Dengue transmission is strongly influenced by climatic variability, and understanding how weather affects mosquito ecology is essential for both interpreting outbreaks and improving surveillance. In this study, we analyze weekly dengue incidence together with temperature, rainfall, and humidity data from Brasília, which serve as the basis for deriving empirical, climate sensitive entomological parameters describing mosquito development, mortality, and aquatic stage dynamics. Using these weather informed parameters, we formulate and calibrate a six-compartment dengue transmission model that incorporates the mosquito aquatic stage. The model is employed to investigate the underlying transmission mechanisms, including parameter sensitivity, the temporal evolution of the basic reproduction number R0(t) and the influence of climatic drivers on system behavior. The epidemiological relevance of R0(t) is examined through comparison with weekly reported dengue incidence.
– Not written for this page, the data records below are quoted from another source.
PR #2598, opened 2024-04-01
Add support for `--compile_one_dependency`

william-smith-skydio:
The `--compile_one_dependency` flag ([docs](https://bazel.build/docs/user-manual#compile-one-dependency)) changes `bazel build` etc. to accept a file path and build the target corresponding to that file. This is useful for check-on-save with rust-analyzer in combination with the newly-added `$saved_file` command substitution (https://github.com/rust-lang/rust-analyzer/pull/15476).

Officially `--compile_one_dependency` only supports the builtin C++ and Java rules, but an [undocumented flag](https://github.com/bazelbuild/bazel/blob/7.1.1/src/main/java/com/google/devtools/build/lib/packages/Attribute.java#L102) can be added to attributes to turn them into sources supporting `--compile_one_dependency`. I'm not sure what the status of this support is, but it appears to work for all bazel versions up to at least 7.1.1, and if support is removed the flag is pretty harmless.

Before this change:
```
> bazel build --compile_one_dependency tools/rust_analyzer/main.rs
WARNING: Target pattern parsing failed.
ERROR: Couldn't find dependency on target '//tools/rust_analyzer:main.rs'
ERROR: Couldn't find dependency on target '//tools/rust_analyzer:main.rs'
INFO: Elapsed time: 0.956s
INFO: 0 processes.
ERROR: Build did NOT complete successfully
```

After:
```
> bazel build --compile_one_dependency tools/rust_analyzer/main.rs
INFO: Analyzed target //tools/rust_analyzer:gen_rust_project (0 packages loaded, 0 targets configured).
INFO: Found 1 target...
Target //tools/rust_analyzer:gen_rust_project up-to-date:
  bazel-bin/tools/rust_analyzer/gen_rust_project
INFO: Elapsed time: 0.341s, Critical Path: 0.00s
INFO: 1 process: 1 internal.
```


illicitonion:
This looks reasonable - do you think there's a reasonable way to add a test for this behaviour?

william-smith-skydio:
I added a test, which I think should work. I'm not 100% sure since I haven't worked with the bazel CI system before.

illicitonion (approved):
Thanks!

PR #2600, opened 2024-04-02
Fixed bug where crate_universe could match aliases to bench/example deps

UebelAndre:
A dependency which aliases a transitive dependency with a name that happens to match another Cargo target in that (Cargo) package will result in an incorrect dependency being collected. For the example of [surrealdb-core](https://github.com/surrealdb/surrealdb/blob/v1.3.1/core/Cargo.toml#L83), the `executor = { package "async-executor" }` dependency was incorrectly matching [a benchmark target](https://github.com/smol-rs/async-executor/blob/v1.9.1/Cargo.toml#L38-L40), thus causing a broken dep to be rendered. This PR fixes this issue.


UebelAndre:
This change also contains https://github.com/bazelbuild/rules_rust/pull/2599 which should be reviewed separately to reduce scope from this change.

illicitonion (approved):

PR #2601, opened 2024-04-03
Support building more things with bzlmod

matts1:
This allows us to build more things with bzlmod with `WORKSPACE.bazel` disabled. This is required because when you use it as a module, it can't load dependencies from `WORKSPACE.bazel`.

`bazel build --enable_bzlmod --noenable_workspace --lockfile_mode=off //... --keep_going`

Before: Analysis succeeded for 937 of 978 top-level targets
After: Analysis succeeded for 978 of 982 top-level targets

Once we get those remaining targets working, we can then change our CI to add `--noenable_workspace` to our bzlmod configuration.


proto/protobuf/repositories.bzl
```diff
@@ -18,34 +18,35 @@ load("@bazel_tools//tools/build_defs/repo:http.bzl", "http_archive")
...
-        http_archive,
-        name = "rules_proto",
-        sha256 = "dc3fb206a2cb3441b485eb1e423165b231235a1ea9b031b4433cf7bc1fa460dd",
-        strip_prefix = "rules_proto-5.3.0-21.7",
-        urls = [
-            "https://mirror.bazel.build/github.com/bazelbuild/rules_proto/archive/refs/tags/5.3.0-21.7.tar.gz",
-            "https://github.com/bazelbuild/rules_proto/archive/refs/tags/5.3.0-21.7.tar.gz",
-        ],
-    )
+def rust_proto_protobuf_dependencies(bzlmod = False):
```
illicitonion, line 21: Nothing seems to call this with `bzlmod = True` - why do we need to add it?

matts1: Good catch, thanks. It should have been called with bzlmod=True in the internal deps.

illicitonion (approved):
Thanks!

PR #2605, opened 2024-04-05
rust_bindgen: Allow specifying multiple headers

ParkMyCar:
The Rust Bindgen tool allows specifying multiple header files, but the `rust_bindgen` bazel rule does not. This PR updates the `rust_bindgen` bazel rule to take a list of files by adding a new `"headers"` attribute, and marking the previous `"header"` attribute as deprecated.

Note: I'm pretty sure I need to re-gen the user facing documentation by I couldn't figure out how to.


ParkMyCar:
Spoke too soon! The Bindgen library supports specifying multiple headers, but the cli tool does not

Issue #2595, opened 2024-04-01
`default_features = False` not respected in bzlmod 


firekind:
Hello,
I have a non cargo setup via bzlmod. When i set `default_features = False` in `crate.spec` for a crate (in this case, the `ort` crate), the `rust_library` target generated in the crate's BUILD file still has the `crate_features` attribute set. This does not seem to happen if I use WORKSPACE instead of bzlmod.

firekind:
here's a simple [repro](https://github.com/firekind/2595-repro)

firekind:
This was fixed by #2606, so closing.

PR #2606, opened 2024-04-07
Keep default_features parity from bzlmod to workspace

Lev1ty:
This PR contains two changes:
1. Set the default value of `crate.spec` `default_features` to `True` as `WORKSPACE` handles it.
2. Prevent filtering out `default_features` during package json encoding as both truthy and falsy values for booleans are significant.

### DIFF
--- a/crate_universe/extension.bzl
+++ b/crate_universe/extension.bzl
@@ -224,7 +224,7 @@ def _package_to_json(p):
     return json.encode({
         k: v
         for k, v in structs.to_dict(p).items()
-        if v
+        if v or type(v) == "bool"
     })
 
 def _get_generator(module_ctx):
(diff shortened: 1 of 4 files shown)


Lev1ty:
Targeted at fixing #2595

illicitonion (commented):
Thanks for your contribution! This PR looks good to me, but can you add a test so we don't regress this behaviour in the future? Maybe add another dep to https://github.com/bazelbuild/rules_rust/tree/main/examples/bzlmod/hello_world_no_cargo, and write a small rust file which consumes the dep and would fail to compile if default features weren't enabled?

Lev1ty:
Glad I could contribute to OSS I depend on :) Added the test, let me know any follow-ups too

illicitonion (approved):
Perfect, thanks so much!

Issue #1950, opened 2023-04-29
Support conditional compilation dependencies


tthebst:
### Discussed in https://github.com/bazelbuild/rules_rust/discussions/1947

<div type='discussions-op-text'>

<sup>Originally posted by **tthebst** April 28, 2023</sup>
I'm trying to compile tokio with `--cfg tokio_unstable` with rust rules. This works fine by adding it in the `crate.annotations` rustflag options. It also seems to get picked up by when compiling because I see that the compiler invocations have (`bazel build -s --config local @crate_index//:tokio`). But when compiling I get an error `use of undeclared crate or module tracing` indicating that the tracing [dependency](https://github.com/tokio-rs/tokio/blob/master/tokio/Cargo.toml#L116) was not added when compiling. In the bazel lock file I see this:

```
"deps": {
 ...
  "selects" :{
      ....
      "cfg(tokio_unstable)": [
          {
            "id": "tracing 0.1.38",
            "target": "tracing"
           }
       ],
   }
}
```

How can I instruct bazel to add the tracing dependency when compiling?

I will try to come up with a small repro for this. </div>

UebelAndre:
From https://github.com/bazelbuild/rules_rust/discussions/1947#discussioncomment-5755216
> I don't believe `crate_universe` knows anything about configurations when it resolves dependencies. So the select statement can never be matched. Similar to [@rules_rust//crate_universe/src/context/platforms.rs](https://github.com/bazelbuild/rules_rust/blob/0.21.1/crate_universe/src/context/platforms.rs#L12-L103), I would expect a `resolve_cfg_rustc_flags` that goes through annotations and finds `cfg` flags that can be used to enable or disable features. I don't think there will be a way to dynamically enable and disable the dependencies per bazel invocation. Would you be willing to convert this to an Issue? I'd be happy to collaborate on a pull request as well if you'd be open to working on this feature 😄

ericmcbride:
Im gonna try to knock this out.  I have a use case for this, for tokio console.

PR #2607, opened 2024-04-08
DRAFT: Conditional compilation deps

ericmcbride:
- addresses https://github.com/bazelbuild/rules_rust/issues/1950
- This is a WIP and i want more input before I continue.  This takes care of the `cfg_expr` use case of  the `Flag` predicate.  AKA `cfg(tokio_unstable)` or `cfg(tokio_dump)`
- Added a new bzl mod example, to show this base use case is fufilled . 
- This takes care of the rustc_flags use case of `tokio_unstable` or `tokio_coredump`
- @UebelAndre I would like your input on this approach before I take care of any of the other predicate use cases in `cfg_expr`  Some of my thoughts are, do we need to add metadata to CrateDependency to say we injected this value?   Could this be leveraged in the future for optional dependencies so they dont have to be declared explicitly in the library?  What were you looking to resolve in 1950?
- After the questions / vision of this feature is resolved, will add full documentation + unit tests + more conditional cfg types in the bzl mod example.


kyleconroy:
I'd also love to be able to use tokio-console. Anything I can do to help this along?

ericmcbride:
I just need some feedback on this approach.  Im about to pick up another issue thats more pressing for me this week and i can circle back around to this one

PR #2925, opened 2024-10-07
Revert #2911 and #2922

UebelAndre:
Revert "Restore lost "is_absolute" (#2922)"

This reverts commit 2a85e13c74239d2a0d0c47a37f10a4c9739fa5e6.

Revert "Use absolute path with "-fsanitize-ignorelist" (#2911)"

This reverts commit 9594fa70b5b6f556a7b4f57ca0ac7c48149bf280.

PR #2935, opened 2024-10-14
cargo_build_script: Add support for `-fsanitize-ignorelist=`

vitalybuka:
This is trivial copy/paste implementation, to
minimize regression probability.

Previously it was combined with refactoring, but
introduced regression and was reverted #2911.

This time I split refactoring into follow up PR.

PR #2936, opened 2024-10-14
cargo_build_script: Add regression test for revert #2925

vitalybuka:
#2931 added tests for _pwd_flags, however 
the test as-is passes with #2911 and #2922,
which still caused problems and reverted.
Here I introduce a test case for likely
unfixed in reverted #2925.

The test needs strictter check for cflags. As-ls
`flag in cflags` is a just substring search and
very weak test for abs path.

For #2917

### DIFF
--- a/test/cargo_build_script/cc_args_and_env/BUILD.bazel
+++ b/test/cargo_build_script/cc_args_and_env/BUILD.bazel
@@ -5,12 +5,15 @@ load(
     "isystem_absolute_test",
     "isystem_relative_test",
     "sysroot_absolute_test",
+    "sysroot_absolute2_test",
     "sysroot_relative_test",
 )
 
 sysroot_relative_test(name = "sysroot_relative_test")
 
 sysroot_absolute_test(name = "sysroot_absolute_test")
+
+sysroot_absolute2_test(name = "sysroot_absolute2_test")
 
 isystem_relative_test(name = "isystem_relative_test")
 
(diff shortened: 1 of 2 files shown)


vitalybuka:
@krasimirgg

vitalybuka:
Please review @krasimirgg @UebelAndre 
But to avoid conflicts with #2935 marking as draft.
I would appreciate if land #2935 and I update this one,
and then upload refactoring to avoid code duplication,
which contained the cause of the revert.

krasimirgg:
Could you try to re-format the BUILD.bazel file per the Buildifier message:
```
##### :bazel: buildifier: found 1 format issue in your WORKSPACE, BUILD and *.bzl files
--
  | 2024-10-16 12:43:50 CEST | If this repo uses a pre-commit hook, then you should install it. Otherwise, please download <a href="https://github.com/bazelbuild/buildtools/releases/tag/v7.3.1">buildifier 7.3.1</a> and run the following command in your workspace:<br/><pre><code>buildifier test/cargo_build_script/cc_args_and_env/BUILD.bazel</code></pre>
```

krasimirgg (approved):

vitalybuka:
This is rebased version ready to merge.

vitalybuka:
From merge queue error:
`fatal: couldn't find remote ref gh-readonly-queue/main/pr-2936-63fa643067d5b006900b880695a6cc4187b325c3`

I don't know what to do about that, maybe rebased one will work.

PR #2941, opened 2024-10-16
gen_rust_project: optimize aquery with many targets

TheLortex:
Hi, if I'm not mistaken, in Bazel `deps(a)+deps(b)` is equivalent to `deps(a+b)`. The latter is more efficient because it doesn't have to deduplicate common dependencies between a and b. This performance issue has been triggered in our configuration, as we track roughly 700 targets and 1600 transitive dependencies in our monorepo. 
Running `aquery` with the original implementation takes 15 seconds on my machine while the implementation proposed in this PR takes 1.5 seconds.


UebelAndre (approved):
Great find! Thank you!

PR #2943, opened 2024-10-17
[Prost] Remove extra generated modules and opt-in to transitively including deps

freeformstu:
This PR makes two changes:
1. It removes the duplicately generated code in the prost `lib.rs`.
2. It allows opting into transitively including all of the proto deps.

## Duplicately generated code.

Previously there was a bug where we generated the same code at every proto package level. This created separate Rust types for each module which made it easy to accidentally import an incompatible type.

Before:
```rust
// @generated

pub mod b_ar {
    pub mod b_az {
        pub mod qaz {
            pub mod qu_x {
                // @generated
                // This file is @generated by prost-build.
                #[allow(clippy::derive_partial_eq_without_eq)]
                #[derive(Clone, PartialEq, ::prost::Message)]
                pub struct Bar {
                    #[prost(string, tag = "1")]
                    pub name: ::prost::alloc::string::String,
                    #[prost(message, optional, tag = "2")]
                    pub foo: ::core::option::Option<
                        ::foo_proto::foo::quu_x::co_rg_e::grault::ga_rply::Foo,
                    >,
                    #[prost(message, optional, tag = "3")]
                    pub nested_foo: ::core::option::Option<
                        ::foo_proto::foo::quu_x::co_rg_e::grault::ga_rply::foo::NestedFoo,
                    >,
                }
                /// Nested message and enum types in `Bar`.
                pub mod bar {
                    #[allow(clippy::derive_partial_eq_without_eq)]
                    #[derive(Clone, PartialEq, ::prost::Message)]
                    pub struct Baz {
                        #[prost(string, tag = "4")]
                        pub name: ::prost::alloc::string::String,
                    }
                }
                // @@protoc_insertion_point(module)
            }
        }
    }
}
pub mod b_az {
    pub mod qaz {
        pub mod qu_x {
            // @generated
            // This file is @generated by prost-build.
            #[allow(clippy::derive_partial_eq_without_eq)]
            #[derive(Clone, PartialEq, ::prost::Message)]
            pub struct Bar {
                #[prost(string, tag = "1")]
                pub name: ::prost::alloc::string::String,
                #[prost(message, optional, tag = "2")]
                pub foo:
                    ::core::option::Option<::foo_proto::foo::quu_x::co_rg_e::grault::ga_rply::Foo>,
                #[prost(message, optional, tag = "3")]
                pub nested_foo: ::core::option::Option<
                    ::foo_proto::foo::quu_x::co_rg_e::grault::ga_rply::foo::NestedFoo,
                >,
            }
            /// Nested message and enum types in `Bar`.
            pub mod bar {
                #[allow(clippy::derive_partial_eq_without_eq)]
                #[derive(Clone, PartialEq, ::prost::Message)]
                pub struct Baz {
                    #[prost(string, tag = "4")]
                    pub name: ::prost::alloc::string::String,
                }
            }
            // @@protoc_insertion_point(module)
        }
    }
}
pub mod qaz {
    pub mod qu_x {
        // @generated
        // This file is @generated by prost-build.
        #[allow(clippy::derive_partial_eq_without_eq)]
        #[derive(Clone, PartialEq, ::prost::Message)]
        pub struct Bar {
            #[prost(string, tag = "1")]
            pub name: ::prost::alloc::string::String,
            #[prost(message, optional, tag = "2")]
            pub foo: ::core::option::Option<::foo_proto::foo::quu_x::co_rg_e::grault::ga_rply::Foo>,
            #[prost(message, optional, tag = "3")]
            pub nested_foo: ::core::option::Option<
                ::foo_proto::foo::quu_x::co_rg_e::grault::ga_rply::foo::NestedFoo,
            >,
        }
        /// Nested message and enum types in `Bar`.
        pub mod bar {
            #[allow(clippy::derive_partial_eq_without_eq)]
            #[derive(Clone, PartialEq, ::prost::Message)]
            pub struct Baz {
                #[prost(string, tag = "4")]
                pub name: ::prost::alloc::string::String,
            }
        }
        // @@protoc_insertion_point(module)
    }
}
pub mod qu_x {
    // @generated
    // This file is @generated by prost-build.
    #[allow(clippy::derive_partial_eq_without_eq)]
    #[derive(Clone, PartialEq, ::prost::Message)]
    pub struct Bar {
        #[prost(string, tag = "1")]
        pub name: ::prost::alloc::string::String,
        #[prost(message, optional, tag = "2")]
        pub foo: ::core::option::Option<::foo_proto::foo::quu_x::co_rg_e::grault::ga_rply::Foo>,
        #[prost(message, optional, tag = "3")]
        pub nested_foo: ::core::option::Option<
            ::foo_proto::foo::quu_x::co_rg_e::grault::ga_rply::foo::NestedFoo,
        >,
    }
    /// Nested message and enum types in `Bar`.
    pub mod bar {
        #[allow(clippy::derive_partial_eq_without_eq)]
        #[derive(Clone, PartialEq, ::prost::Message)]
        pub struct Baz {
            #[prost(string, tag = "4")]
            pub name: ::prost::alloc::string::String,
        }
    }
    // @@protoc_insertion_point(module)
}

```

Now:
```rust
// @generated

pub use foo_proto;

pub mod b_ar {
    pub mod b_az {
        pub mod qaz {
            pub mod qu_x {
                // @generated
                // This file is @generated by prost-build.
                #[allow(clippy::derive_partial_eq_without_eq)]
                #[derive(Clone, PartialEq, ::prost::Message)]
                pub struct Bar {
                    #[prost(string, tag = "1")]
                    pub name: ::prost::alloc::string::String,
                    #[prost(message, optional, tag = "2")]
                    pub foo: ::core::option::Option<
                        ::foo_proto::foo::quu_x::co_rg_e::grault::ga_rply::Foo,
                    >,
                    #[prost(message, optional, tag = "3")]
                    pub nested_foo: ::core::option::Option<
                        ::foo_proto::foo::quu_x::co_rg_e::grault::ga_rply::foo::NestedFoo,
                    >,
                }
                /// Nested message and enum types in `Bar`.
                pub mod bar {
                    #[allow(clippy::derive_partial_eq_without_eq)]
                    #[derive(Clone, PartialEq, ::prost::Message)]
                    pub struct Baz {
                        #[prost(string, tag = "4")]
                        pub name: ::prost::alloc::string::String,
                    }
                }
                // @@protoc_insertion_point(module)
            }
        }
    }
}
```

## Including transitive depenencies.

Because the proto rules rely on aspects, we are compiling targets which may not be directly accessible as a label in Bazel. Out of convenience, the original implementation automatically included all transitive dependencies to the `rust_library` or `rust_binary` that depended on the proto crate. 

As an example, let's say we have the following hierarchy:
```
my_crate -> a.proto
a.proto -> b.proto
b.proto -> c.proto
```
The previous setup made it possible for `my_crate` to directly import `a_proto`, `b_proto`, and `c_proto`.

This is problematic though because it leads to significant crate dependency bloat. `my_crate` may only use `a_proto` directly but it now also depends on the unused crates `b_proto` and `c_proto`.

This PR makes every generated crate re-export its direct dependencies. So, for the same example we now can import via those reexports:
```rust
//! my_crate
use a_proto::A;
use a_proto::b_proto::B;
use a_proto::b_proto::c_proto::C;
```

This means that you can also add the rustc flag `-Dunused_crate_dependencies` to ensure you're not depending on crates which are unused. In our monorepo we've had to disable this flag for crates depending on protos.

If you need to depend on an intermediate crate directly, you can just add a `rust_prost_library` definition and since it's all generated with aspects, it will be the identical underlying crate.

Finally, if you really want the extra crates included, you can set the flag `include_transitive_deps` on the prost toolchain and that will bring back the previous behavior.

### DIFF
--- a/proto/prost/private/tests/transitive_dependencies/a_test.rs
+++ b/proto/prost/private/tests/transitive_dependencies/a_test.rs
@@ -1,14 +1,13 @@
 //! Tests transitive dependencies.
 
 use a_proto::a::A;
-use a_proto::b_proto::a::b::B;
 use a_proto::b_proto::c_proto::a::b::c::C;
 use a_proto::duration_proto::google::protobuf::Duration;
 use a_proto::timestamp_proto::google::protobuf::Timestamp;
 use a_proto::types_proto::Types;
 
 #[test]
-fn test_b() {
+fn test_a() {
     let duration = Duration {
         seconds: 1,
         nanos: 2,
@@ -16,7 +15,8 @@ fn test_b() {
 
     let a = A {
         name: "a".to_string(),
-        b: Some(B {
+        // Ensure the external `b_proto` dependency is compatible with `a_proto`'s `B`.
+        b: Some(b_proto::a::b::B {
             name: "b".to_string(),
             c: Some(C {
                 name: "c".to_string(),
--- a/proto/prost/private/tests/transitive_dependencies/a_test.rs
+++ b/proto/prost/private/tests/transitive_dependencies/a_test.rs
@@ -1,11 +1,11 @@
 //! Tests transitive dependencies.
 
 use a_proto::a::A;
-use b_proto::a::b::B;
-use c_proto::a::b::c::C;
-use duration_proto::google::protobuf::Duration;
-use timestamp_proto::google::protobuf::Timestamp;
-use types_proto::Types;
+use a_proto::b_proto::a::b::B;
+use a_proto::b_proto::c_proto::a::b::c::C;
+use a_proto::duration_proto::google::protobuf::Duration;
+use a_proto::timestamp_proto::google::protobuf::Timestamp;
+use a_proto::types_proto::Types;
 
 #[test]
 fn test_b() {
--- a/proto/prost/private/tests/transitive_dependencies/transition.bzl
+++ b/proto/prost/private/tests/transitive_dependencies/transition.bzl
@@ -2,16 +2,16 @@
 
 load("//rust:defs.bzl", "rust_common")
 
-def _extra_toolchain_transition_impl(_settings, attr):
+def _extra_toolchain_transition_impl(settings, attr):
     return {
         "//command_line_option:extra_toolchains": [
             attr.toolchain,
-        ],
+        ] + settings["//command_line_option:extra_toolchains"],
     }
 
 _extra_toolchain_transition = transition(
     implementation = _extra_toolchain_transition_impl,
-    inputs = [],
+    inputs = ["//command_line_option:extra_toolchains"],
     outputs = ["//command_line_option:extra_toolchains"],
 )
 
@@ -23,6 +23,7 @@ def _extra_toolchain_wrapper_impl(ctx):
 
 extra_toolchain_wrapper = rule(
     implementation = _extra_toolchain_wrapper_impl,
+    doc = "Transition rule used for unit testing the prost toolchains.",
     attrs = {
         "dep": attr.label(),
         "toolchain": attr.label(),
--- a/proto/prost/private/tests/transitive_dependencies/transition.bzl
+++ b/proto/prost/private/tests/transitive_dependencies/transition.bzl
@@ -1,0 +1,32 @@
+load("//rust:defs.bzl", "rust_common")
+
+def _extra_toolchain_transition_impl(_settings, attr):
+    return {
+        "//command_line_option:extra_toolchains": [
+            attr.toolchain,
+        ],
+    }
+
+_extra_toolchain_transition = transition(
+    implementation = _extra_toolchain_transition_impl,
+    inputs = [],
+    outputs = ["//command_line_option:extra_toolchains"],
+)
+
+def _extra_toolchain_wrapper_impl(ctx):
+    return [
+        ctx.attr.dep[DefaultInfo],
+        ctx.attr.dep[rust_common.crate_group_info],
+    ]
+
+extra_toolchain_wrapper = rule(
+    implementation = _extra_toolchain_wrapper_impl,
+    attrs = {
+        "dep": attr.label(),
+        "toolchain": attr.label(),
+        "_allowlist_function_transition": attr.label(
+            default = "@bazel_tools//tools/allowlists/function_transition_allowlist",
+        ),
+    },
+    cfg = _extra_toolchain_transition,
+)
--- a/proto/prost/private/tests/transitive_dependencies/transition.bzl
+++ b/proto/prost/private/tests/transitive_dependencies/transition.bzl
@@ -1,3 +1,5 @@
+"""Transition rule for the transitive dependencies test case."""
+
 load("//rust:defs.bzl", "rust_common")
 
 def _extra_toolchain_transition_impl(_settings, attr):
--- a/docs/src/flatten.md
+++ b/docs/src/flatten.md
@@ -795,8 +795,9 @@ Builds a Rust proc-macro crate.
 ## rust_prost_toolchain
 
 <pre>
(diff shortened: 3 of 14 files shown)


proto/prost/private/tests/transitive_dependencies/transition.bzl
```diff
@@ -0,0 +1,32 @@
...
+def _extra_toolchain_transition_impl(_settings, attr):
+    return {
+        "//command_line_option:extra_toolchains": [
+            attr.toolchain,
+        ],
+    }
+
+_extra_toolchain_transition = transition(
+    implementation = _extra_toolchain_transition_impl,
+    inputs = [],
```
UebelAndre, line 14: It seems like RBE needs previously defined extra toolchains? Might want to append your new toolchain here.

proto/prost/private/tests/transitive_dependencies/transition.bzl
```diff
@@ -0,0 +1,32 @@
...
+    outputs = ["//command_line_option:extra_toolchains"],
+)
+
+def _extra_toolchain_wrapper_impl(ctx):
+    return [
+        ctx.attr.dep[DefaultInfo],
+        ctx.attr.dep[rust_common.crate_group_info],
+    ]
+
+extra_toolchain_wrapper = rule(
```
UebelAndre, line 24: nit: can you fill out docs?

UebelAndre (changes requested):
Thanks! Just a few questions!

proto/prost/private/tests/transitive_dependencies/a_test.rs
```diff
@@ -1,11 +1,11 @@
 //! Tests transitive dependencies.
 
 use a_proto::a::A;
-use b_proto::a::b::B;
-use c_proto::a::b::c::C;
-use duration_proto::google::protobuf::Duration;
-use timestamp_proto::google::protobuf::Timestamp;
-use types_proto::Types;
+use a_proto::b_proto::a::b::B;
```
UebelAndre, line 4: Can you also add a test that shows transitive dependencies become directly consumable as they did before if a `rust_prost_library` is made for it and added as a direct dependency to the the calling crate?

UebelAndre (changes requested):

proto/prost/private/tests/transitive_dependencies/a_test.rs
freeformstu: I did that in the `transitve_deps_test.rs` which is beside this test.

proto/prost/private/tests/transitive_dependencies/transition.bzl
freeformstu: Thanks!

proto/prost/private/tests/transitive_dependencies/transition.bzl
freeformstu: Done

proto/prost/private/tests/transitive_dependencies/a_test.rs
freeformstu: I also updated the original test to take in b_proto as a direct dependency.

UebelAndre: Thank you! That's exactly what I was thinking

UebelAndre (approved):

bistack:
@freeformstu "a_proto::b_proto::c_proto::C" is too long when each x_proto is long.

As x_proto is a label name, it is more likely that there are multiple targets with same label name in a bigger monorepo.

So, we patched prost.bzl with a crate_name = label.package + label.name.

Additional analyses such as bifurcation assessment and evaluation of vector-control and treatment-related parameters provide further insight into how environmental conditions and interventions shape transmission potential. Complementing the mechanistic analysis, we conduct a data-driven forecasting study using several statistical and machine learning approaches (Neural Networks, Support Vector Regression, Extreme Gradient Boosting, Seasonal ARIMA, and Long Short Term Memory networks) applied to the epidemiological and climate datasets. This component examines the predictive performance of diverse methods across linear and nonlinear temporal patterns, highlighting the role of climate information in improving incidence forecasts. By integrating climate derived entomological characterization, mechanistic modeling, and data driven forecasting within a unified framework, this study enhances our understanding of climate–dengue interactions while also evaluating practical approaches for short term outbreak prediction.

Suggested Citation

  • Mandal, Anita & Debnath, Papiya & Das, Pritha & Ghosh, Dibakar, 2026. "A climate-driven mechanistic model of dengue transmission: Linking entomological processes to epidemiological dynamics," Chaos, Solitons & Fractals, Elsevier, vol. 204(C).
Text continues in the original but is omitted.